At the conceptual level, the quantization procedure replaces the pure particle description of classical mechanics by a particle-wave treatment satisfying the requirements of the fundamental wave–particle dualism. Technically, one can always start from a generalized wave equation and use it as a basis to discuss wave-front propagation in the form of rays following classical particle trajectories, see Sections 2.2.1 and 3.1. Consequently, any wave theory inherently contains that aspect of the wave–particle dualism.

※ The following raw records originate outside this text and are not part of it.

PR #397, opened 2017-09-21
RGArray CRDT

Horusiath:
Replicated Growable Arrays are operation-based CRDTs, which - unlike other types of CRDT collection - are able to maintain a fixed order of elements added and removed from them. I've found [this video](https://youtu.be/yCcWpzY8dIA?t=30m20s) to be extremely helpful in understanding them.

Essentially each element's position is recognized by `Position(order: Int, emitterId: String)` object, where `order` is a monotonically incremented value, each time new element is added by current emitter. *This is the part I'm struggling with, as I don't know how to expose current emitterId from CRDTService level.*

Deleted elements are not removed from the data structure (as this would result in information loss, causing unsolvable conflicts in concurrent updates), they are tombstoned instead.

Core `RGArray` API looks as follows:

```scala
case class Position(order: Int, emitterId: String) extends Ordered[Position]
case class Vertex[A](value: A, pos: Position, isTombstoned: Boolean = false)
case class RGArray[A](vertices: Vector[Vertex[A]] = Vector.empty[Vertex[A]]) {
  /** Replicated Growable Array represents an indexable sequence of elements */
  def value: Vector[A]
  /** 
    * Inserts an element as the first element of RGArray. `newPos` is used
    * as an index assigned to that element.
    */
  def insertRight(value: A, newPos: Position): RGArray[A]
  /** 
    * Inserts an element on the right side of a given index within current RGArray. 
    * `newPos` is used as an index assigned to that element.
    */
  def insertRight(index: Position, value: A, newPos: Position): RGArray[A]
  /** 
    * Removes an element stored under provided index. This is a soft delete,
    * an element will still occupy memory until a removeTombsones will be called.
    */
  def delete(index: Position): RGArray[A]
  /** Returns a new RGArray without elements marked as deleted. */
  def removeTombstones(): RGArray[A]
  /** Return a Vertex for an index value relative to current state of an array */
  def getVertex(index: Int): Vertex[A]
}
```


krasserm:
@Horusiath thanks a lot for your contribution! That's a great addition to have in Eventuate. 

Regarding your question:

> This is the part I'm struggling with, as I don't know how to expose current emitterId from CRDTService level.

[CRDTService.effect](https://github.com/RBMHTechnology/eventuate/blob/4d6624a15ff6a923aac731babe1757e913ab77e0/eventuate-crdt/src/main/scala/com/rbmhtechnology/eventuate/crdt/CRDTService.scala#L66) has an `event` parameter from which you can obtain the `emitterId`.

I'll take a closer look and comment on your commit(s) next week.

krasserm:
@Horusiath I'll defer review until CI passes. Let me know if you have any question in the meantime. Thanks!

Horusiath:
@krasserm I haven't implemented protobuf serialization. What command/settings should I call to regenerate protobuf classes from proto file?

krasserm:
They are generated automatically with compile.

krasserm:
I just found the [RGArray tests failed](https://travis-ci.org/RBMHTechnology/eventuate/jobs/280468023#L4575) although Travis is reports success - sorry for the inconvenience. I'll check the CI setup later.

I can also reproduce the test errors locally. In sbt:

    > project crdt
    > test:testOnly

Horusiath:
This should be ready to review by now. Also there is one design issue (I've mentioned it on gitter). At this moment element insertion is dependent explicitly on vertex position identifier i.e:

```scala
val emitterId = "a"
RGArray.empty[String]
  .insertRight("Hello", Position(1, emitterId))
  .insertRight(Position(1, emitterId), "world", Position(2, emitterId))
```

However this is a pretty obscure API. What I'd like to achieve is something like:

```scala
implicit val emitterId = "a"
RGArray.empty[String]
  .insertRight(0, "Hello")
  .insertRight(1, "world")
```

It's achievable by getting a `Position` identifier based on an index of a resolved `RGArray[A].value` and by passing emitterId implicitly. 

This can work for `RGArray[A]`, however eventuate also brings the convention of operations defined in corresponding `CRDTService`. This is when I've got a problem, as I'd need to emit an operation in `prepare` phase based on a state of the CRDT at the point when that operation was called (in order to get `Position` based on a value index). I'll need help here.

krasserm:
> I'll need help here.

Does [that answer](https://gitter.im/RBMHTechnology/eventuate?at=59d717e2614889d4757f4d72) help?

Horusiath:
@krasserm I think, this one is ready for review now.

I've dropped the idea with exposing insert operation as `RGArray[A].insertRight(index: Int, value: A)`. This is because RGArray inserts requires using absolute positions, while Int-based index is relative to a current state of the RGArray.

Therefore if one would, like to insert a value at some index, he'd have to retrieve CRDT instance first, and then retrieve absolute position for that index using `RGAarray[A].getVertex(index:Int).pos`.

Example:

```scala
val service = new RGArrayService[String](s"service-$locationId", endpoint.logs(logName))
val crdtId = "1"
import serviceA.system.dispatcher

for {
  rga <- service.insertRight(crdtId, Position.head, "hello")
  position = rga.getVertex(0).pos  // integers are state-relative, we need absolute position id
  rga2 <- service.insertRight(crdtId, position, "world")
} yield rga2.value  // Vector("hello", "world")
```

Horusiath:
I've found one feature that still should be implemented.

## Automatic garbage collection of tombstoned values

`RGArray` allows to remove elements - however it does so by tombstoning. This means that tombstoned elements have to be collected from time to time.

Current implementation doesn't have an automatic support for it, it must be done manually. I think, I know how to make GC work automatically:

1. When user wants to remove indexed element from RGArray, we mark this element with tombstone `Some[VectorTime]`- its value is the latest local timestamp for that CRDT (even persisted yet).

Especially, Maxwell's equations of electrodynamic theory include both wave and particle aspects of electromagnetic fields. Hence, it could be that there are no additional “quantum,” i.e., wave–particle dualistic aspects. However, as we discuss in this chapter, Maxwell's equations can be expressed in the framework of Hamilton's formulation of particle mechanics. This then suggests that in addition to the approximate ray-like behavior, electromagnetic fields do have a supplementary level of particle-like properties.

Due to the fundamental axiom of wave–particle dualism, the additional particle-like aspects of electromagnetic fields must then also have a wave counterpart that can be axiomatically introduced via the canonical quantization scheme described in Section 3.2.3. Since the spatial dependency in Maxwell's equation contains wave–particle dualism already at the classical level, it is clear that the new level of quantization cannot be a simple real-space feature but has to involve some other space describing the structure of the electromagnetic fields. In fact, this quantization yields several very concrete implications such as quantization of the light energy, elementary fluctuations in the light-field amplitude and intensity, and more.